Charlie Thomas? Doc Johnson? Mayor Dobbins? Everyone in town loved Hannah. They should, considering that she supplied their needs at prices that barely covered her costs. They could help. They’d have to help. Chloe was working out a schedule of volunteers in her mind when the sound of footsteps coming toward the storeroom thudded through the stillness. Her heart jumped.
Mase! Maybe it was Mase! She hadn’t heard the bell jangle. She flew across the storeroom and through the door to the store...only to almost smack into the man rounding the end of the counter.
Hard hands reached out to steady her. She caught a waft of cigarette-tainted breath and knew even before she looked up that the man who held her wasn’t Mase. She pulled out of his hold, recognizing him immediately. The lone diner from the café. Last night’s late customer. His smoke-yellowed eyes identified him as surely as his scraggly hair. Shaking free of his hold, she stepped back.
“I’m sorry,” she gasped. “I didn’t mean to plow into you.”

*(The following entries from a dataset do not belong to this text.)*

PR #125, opened 2017-01-12
posix/munmap: Use mmap to obtain valid and safe address range

richiejp:
I have two versions of this test, the one in this pull request changes the feature test macro so I can use MAP_ANONYMOUS the other uses `shm_open` which is more complicated and needs an extra library linking, but doesn't require changing the macros. I could also open some file which is always present, instead of using `shm_open`, but I am guessing MAP_ANONYMOUS is preferable?

commit message:
Avoid accidentally un-mapping memory used internally by malloc by creating a
new mapping and then un-mapping it twice.

Signed-off-by: Richard Palethorpe <rpalethorpe@suse.com>

### DIFF
--- a/testcases/open_posix_testsuite/conformance/interfaces/munmap/2-1.c
+++ b/testcases/open_posix_testsuite/conformance/interfaces/munmap/2-1.c
@@ -4,12 +4,13 @@
  * of this license, see the COPYING file at the top level of this
  * source tree.
  *
- * If there are no
- * mappings in the specified address range, then munmap() has no effect.
+ * If there are no mappings in the specified address range, then munmap() has
+ * no effect. To get a valid address range which is safe to call munmap() on
+ * we first map some arbitrary memory allowing the OS to select the address
+ * then unmap it. We then call munmap() on the same address again to perform
+ * the test.
  *
  */
-
-#define _XOPEN_SOURCE 600
 
 #include <pthread.h>
 #include <stdio.h>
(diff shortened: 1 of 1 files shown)


testcases/open_posix_testsuite/conformance/interfaces/munmap/2-1.c
```diff
@@ -4,12 +4,15 @@
...
+ * If there are no mappings in the specified address range, then munmap() has
+ * no effect. To get a valid address range which is safe to call munmap() on
+ * we first map some arbitrary memory allowing the OS to select the address
+ * then unmap it. We then call munmap() on the same address again to perform
+ * the test.
  *
  */
 
-#define _XOPEN_SOURCE 600
+#define _DEFAULT_SOURCE
```
metan-ucw: What do we need to define the `_DEFAULT_SOURCE` for?

The `_XOPEN_SOURCE` is a macro that is used to export some extended POSIX functionality on older systems. The `_DEFAULT_SOURCE` is glibc specific and hence should not be used in Open Posix Testsuite. Moreover as far as I can tell not defining anything should have the same effect as defining `_DEFAULT_SOURCE`.

Otherwise the rest looks OK.



Otherwise

richiejp: The make file also defines `_XOPEN_SOURCE` which AFAICT prevents `MAP_ANONYMOUSE` from being imported.

richiejp: I started another version which doesn't use `MAP_ANONYMOUS`, but it won't link without adding some libs to munmaps Makefile https://github.com/linux-test-project/ltp/compare/master...richiejp:munmap_shm_open?expand=1

metan-ucw: Ah, right, we do not have `MAP_ANONYMOUS` in plain POSIX. The right way to allocate memory using `mmap()` in UNIX is by mapping `/dev/null`.

metan-ucw: Grr I meant `/dev/zero` I tend to confuse these two.

richiejp: OK, thanks, I though about using `/dev/urandom`, but wasn't sure it was such a good idea. I have just removed the `#define` because like I said it is in the make file.

metan-ucw:
I've moved the close(fd) right after the mmap() which is just cosmetic change and pushed, thanks!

He flicked a quick glance over her shoulder into the storeroom before answering in a slow drawl. “No harm done, ma’am.”
His brown eyes came back to her, assessing, almost calculating in their intentness. The uneasiness that had pinged at Chloe last night in this man’s presence came swooping back. This time, it carried the added kick of Mase’s startling revelations.
Someone was stalking him.
Someone dangerous.
She darted a look past the man’s red hunting vest, searching the store for Dave Jackson. All she saw were dust motes dancing on the late-afternoon sunbeams and the empty area around the stove. Her uneasiness spiked into sudden, sweaty fear. Some latent survival instinct made her strive to keep her fear hidden.
“Did you...?”
Despite her best efforts, her voice wobbled. She swallowed and moved as casually as she could toward the counter. She wanted to put that solid expanse of wood between them.
“Did you come in for more cigarette fixings?”

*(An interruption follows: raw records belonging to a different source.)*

PR #126, opened 2017-01-13
posix/fork: Rewrite lock inheritance test to use fcntl

richiejp:
Instead of locking stdout, which we may need to write to, create a new file
stream and lock that instead. Also update the documentation to hopefully
clarify what the test does; check whether we can lock the file in the child's
main thread and unlock the file stream in the parent after waitpid to prevent
a race condition.

Signed-off-by: Richard Palethorpe <rpalethorpe@suse.com>

Perhaps we also want to test locking stdio separately? I'm not sure if it is necessary.

### DIFF
--- a/testcases/open_posix_testsuite/conformance/interfaces/fork/11-1.c
+++ b/testcases/open_posix_testsuite/conformance/interfaces/fork/11-1.c
@@ -1,132 +1,110 @@
 /*
-* Copyright (c) 2004, Bull S.A..  All rights reserved.
-* Created by: Sebastien Decugis
-* Copyright (c) 2015 Cyril Hrubis <chrubis@suse.cz>
-*
-* This program is free software; you can redistribute it and/or modify it
-* under the terms of version 2 of the GNU General Public License as
-* published by the Free Software Foundation.
-*
-* This program is distributed in the hope that it would be useful, but
-* WITHOUT ANY WARRANTY; without even the implied warranty of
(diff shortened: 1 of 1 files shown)


richiejp:
The plot thickens: https://bugzilla.novell.com/show_bug.cgi?id=1018908

metan-ucw:
So what do we do now? I would probably have rewritten the test so that it uses the fcntl() file locks since that is the most likely outcome anyway and in the meanwhile asked the POSIX committee for a clarification. Or do you have a better idea?

richiejp:
I think that is the thing to do. What is the best way to contact the POSIX committee?

metan-ucw:
The have a bug tracker at http://austingroupbugs.net/main_page.php

richiejp:
I have posted a request for clarification http://austingroupbugs.net/view.php?id=1112

Hopefully I will be able to rewrite the test very soon.

pevik:
@richiejp Your reported issue seems to be http://austingroupbugs.net/view.php?id=1118

metan-ucw:
Looks good, which email do you want in signed-off-by line?
(You haven't supplied one, I will add it, no need to respin the patch)

richiejp:
That is strange, I must have deleted it by accident. rpalethorpe@suse.com will do. Thanks.

metan-ucw:
I've added the signed-off-by line to the commit message, and also changed the message printed when test passes to start with "PASSED: ", which is something most of the open posix testcases do and pushed, thanks.

PR #129, opened 2017-01-18
fs_di wrap $PATH environment variable in quotes

benhillis:
There is an issue with if the existing $PATH environment variable contains elements with spaces for example:

echo $PATH
/user/local/sbin:/usr/local/bin:/usr/sbin:/usr/bin:/sbin:/bin:/foo bar;/baz


pevik:
FYI: https://github.com/linux-test-project/ltp/blob/master/INSTALL#L79

benhillis:
@pevik - thank you, I did not see that comment.  Ok I can just make this change in my local repro.

metan-ucw:
If you put strange characters into $PATH many things will break, so no workarounds like this please.

PR #132, opened 2017-02-11
realtime: Fix failure on missing -l argument

vedangpatel1:
Executing the following command:

./testcases/realtime/run.sh -t all

gives me the following error:

./run.sh: line 87: 0 +  : syntax error: operand expected (error token
is "+  ")

The problem is the loop argument is not set when only 1 argument (-t all)\
is passed. Fixing this by making sure tests[1] is initialized to 1.

Signed-off-by: Vedang Patel <vedang.patel@intel.com>

### DIFF
--- a/testcases/realtime/run.sh
+++ b/testcases/realtime/run.sh
@@ -203,13 +203,17 @@ do
 	case "$option" in
 
 	t )
+		LOOP=1
 		if [ $ISLOOP -eq 1 ]; then
-			LOOP=1
 			tests[$index]=$LOOP
 			: $(( index += 1 ))
 		fi
 
 		tests[$index]="$OPTARG"
+		if [ $index -eq 0 ]; then
+			tests[$index + 1]=$LOOP
+		fi
+
 		: $((index += 1 ))
 		TESTCASE="$OPTARG"
 		ISLOOP=1


testcases/realtime/run.sh
```diff
@@ -203,13 +203,17 @@ do
...
 	t )
+		LOOP=1
 		if [ $ISLOOP -eq 1 ]; then
-			LOOP=1
 			tests[$index]=$LOOP
 			: $(( index += 1 ))
 		fi
 
 		tests[$index]="$OPTARG"
+		if [ $index -eq 0 ]; then
```
yaneurabeya: I'll have to look at the call order/how it feeds it into find_test, but this seems a bit obfuscated at first glance (in part because the variable names aren't verbose).

vedangpatel1: Is there any input expected from my side on this?

metan-ucw:
Uff, I have finally had time to decipher what the code does.

We do create an array that is supposedly filled with testname, number_of_iterations, testname, number_of_iterations, ...

And the problem is that the loop fails to add default number of iterations (1) for the last testname, unless specified explicitly with -l option.

When we pass -t foo -t bar, the array contains {foo, 1, bar} instead of {foo, 1, bar, 1} hence the error.

It works fine if we specify the number of iterations explicitly with -l though as -t foo -t bar -l 1.

So the best fix seems to be appending 1 to the array at the end of the loop, it will add one more useless number to the array in a case that number of iterations is specified explicitly but other than that will not do any harm, i.e. following patch should fix it:
```
diff --git a/testcases/realtime/run.sh b/testcases/realtime/run.sh
index 174b36d6f..bf533da92 100755
--- a/testcases/realtime/run.sh
+++ b/testcases/realtime/run.sh
@@ -232,6 +232,9 @@ do
                ;;
        esac
 done
+
+tests[$((index+1))]=1
+
 i=0
 while [ $i -lt $index ]; do
        find_test "$profile" ${tests[$i]} ${tests[$((i+1))]}
```

@vedangpatel1 would that work for you?

vedangpatel1:
I am still getting the same error when I run ./run.sh -t all
./run.sh: line 87: 0 +  : syntax error: operand expected (error token is "+  ")

I think it should be just index instead of (index + 1)

metan-ucw:
@vedangpatel1 Right, it's incremented after each assignment. Should I push the change, or will you update the pull request?

vedangpatel1:
I am fine if you push the change. Thanks.

PR #138, opened 2017-03-01
open_posix_testsuite: fix locate-test finding for buildonly tests

cavokz:


testcases/open_posix_testsuite/scripts/locate-test
```diff
@@ -85,7 +85,7 @@ fi
 
 case "$mode" in
 buildonly)
-	find "$WHERE" -type f -name "*.c" | grep buildonly
+	find "$WHERE" -type f -name '*.c' | grep buildonly
```
yaneurabeya: Please describe how it was broken previously.

cavokz: On a release build, this doesn't make any difference. During development though, the developer may have the wrong file in the wrong place and actually get a surprising result during the build.

metan-ucw: @cavokz I'm fine with the patch, but please include this description in the commit message.

ngie-eign: > On a release build, this doesn't make any difference. During development though, the developer may have the wrong file in the wrong place and actually get a surprising result during the build.

Please be more specific.

cavokz: Hi,
  I can't be more specific because I was wrong.

I was sure "*" is shell expanded while it isn't at all. I tried many commands but I can't get my affirmation standing.

Please close this request and forget about all this story. Sorry for the noise.

cavokz:
Ok, closing it myself.

PR #139, opened 2017-03-01
open_posix_testsuite: fix tst_kvercmp.sh handling of multiple dashes

cavokz:


yaneurabeya:
Confirmed that this parsed out the subminor version and matches the desired behavior added in d9d03d442b3c (which compares the kernel version based on major, minor, subminor version) with my CentOS 7.2 host:

<pre>
% uname -r
3.10.0-327.36.3.el7.x86_64
% r1=$(echo ${ker_ver} | awk -F. '{print $1}')
% r2=$(echo ${ker_ver} | awk -F. '{print $2}')
% r3=$(echo ${ker_ver} | awk -F. '{print $3}')
% echo $r1 $r2 $r3
3 10 0-327
% r3=${r3%%-*}
% echo $r3
0
</pre>

PR #141, opened 2017-03-06
testcases: fix typo in shmt07.c

gidcs:
conatins should be contains.
change Verifies to lower case.

Signen-off-by: gidcs <lks@gidcs.net>


yaneurabeya:
Thank you!

PR #142, opened 2017-03-20
syscalls/eventfd01: Wait for async overflow

pfmooney:
Since the eventfd overflow is triggered via AIO, a call to io_getevents should be used to ensure that the operation has concluded before other portions of the test occur.  This prevents cases where the test encounters an undesirable result due to a delay in AIO completion.


metan-ucw:
The patch misses the Signed-off-by: line, otherwise it looks correct to me.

“No, ma’am. I came for you.”
The words held such total lack of inflection that it took a few seconds for their message to sink in. When it did, Chloe spun around to confront him. Incredulous, she saw that he’d followed hard on her heels. Instead of separating them, the counter now trapped her in the enclosed space. He didn’t smile, didn’t display any outward emotion at all. But Chloe saw his intent in his eyes.

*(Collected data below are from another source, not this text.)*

PR #145, opened 2017-03-23
genhtml.pl: update decision making logic for categories

sarchoi:
- Count only once per test
  - Include (T)FAIL, (T)BROK, (T)WARN, and (T)CONF
  - Check exit value to determine PASS or FAIL

sample-output.pdf: sample output file
original.pdf: all 4 test cases are shown as PASSED which is incorrect
updated.pdf: correct result with 3 FAILED and 1 CONF 

[original.pdf](https://github.com/linux-test-project/ltp/files/863284/original.pdf)
[sample-output.pdf](https://github.com/linux-test-project/ltp/files/863285/sample-output.pdf)
[updated.pdf](https://github.com/linux-test-project/ltp/files/863286/updated.pdf)

### DIFF
--- a/tools/genhtml.pl
+++ b/tools/genhtml.pl
@@ -155,6 +155,33 @@ foreach my $file (@ARGV) {
                                   @termination_type_value = split(/=/, $variable_value_pair[1]);
                                   @termination_id_value   = split(/=/, $variable_value_pair[2]);
                                   @corefile_value         = split(/=/, $variable_value_pair[3]);
+
+                                  # determine a category exclusively not to get duplicates - FAIL > BROK > WARN > CONF > PASS
+                             	  if ($failed_test_counter_flag == 1) {
+                             	      # ignore any BROK, WARN, or CONF event which has lower impact than FAIL
+                                      $brok_test_counter -= $brok_test_counter_flag;
+                                      $warn_test_counter -= $warn_test_counter_flag;
+                                      $conf_test_counter -= $conf_test_counter_flag;
+                             	  } elsif ($brok_test_counter_flag == 1) {
+                             	      # ignore any WARN or CONF event which has lower impact than BROK
+                                      $warn_test_counter -= $warn_test_counter_flag;
+                                      $conf_test_counter -= $conf_test_counter_flag;
+                                  } elsif ($warn_test_counter_flag == 1) {
+                                      # ignore any CONF event which has lower impact than WARN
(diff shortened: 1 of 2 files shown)


tools/genhtml.pl
```diff
@@ -155,6 +155,33 @@ ()
...
+                                      $warn_test_counter -= $warn_test_counter_flag;
+                                      $conf_test_counter -= $conf_test_counter_flag;
+                             	  } elsif ($brok_test_counter_flag == 1) {
+                             	      # ignore any WARN or CONF event which has lower impact than BROK
+                                      $warn_test_counter -= $warn_test_counter_flag;
+                                      $conf_test_counter -= $conf_test_counter_flag;
+                                  } elsif ($warn_test_counter_flag == 1) {
+                                      # ignore any CONF event which has lower impact than WARN
+                                      $conf_test_counter -= $conf_test_counter_flag;
+                                  } elsif ($conf_test_counter_flag == 0) {
```
metan-ucw: I do not like this mess at all. We should, instead, have a global counters for fail/brok/warn/conf... and another set used inside of the loop that processes test result lines. Then we should increment the global counters once after the test output was processed, then we can easily increment only the most important result counter.

tools/genhtml.pl
```diff
@@ -179,33 +206,35 @@ ()
                         }
                         if ( $flag2 == 1 ) {
 			    $row_line = $row_line . "$line \n";
-			    if ($line =~ /\ TFAIL\ / ) {
+
```
metan-ucw: I would rather be more robust and check for two variants (newlib vs oldlib) rather than loosening the expression.

So what about we do something as `if ($line =~ /\ TFAIL\ / or $line =~ /\ FAIL:/)` which is more robust and works for both oldlib and newlib tests.

tools/genhtml.pl
```diff
@@ -72,16 +73,22 @@ ()
...
+      $test_result = "RETR";
       return "#8dc997";
     } elsif ( $detected_conf == 1 ) {
+      $test_result = "CONF";
       return Aqua;
     } else {
+      $test_result = "PASS";
       return "#66ff66";
     }
 }
```
metan-ucw: Passing the value in a global variable is ugly and doing that in a function whose name indicates that it only returns color even more so.

metan-ucw:
Feel free to reopen with updated patches.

She opened her mouth to scream.
Before she could get out much more than a strangled squawk, his fist smashed into her jaw. Her knees gave out, and she felt herself toppling backward. A second later, the world pitched into darkness.
Ten
“Tell me how you know Dexter Greene was in Rapid City two days ago.”
Tense and wired tight, Mase fired the curt order at Pam. She answered with the cool professionalism that had saved both her skin and his more than once.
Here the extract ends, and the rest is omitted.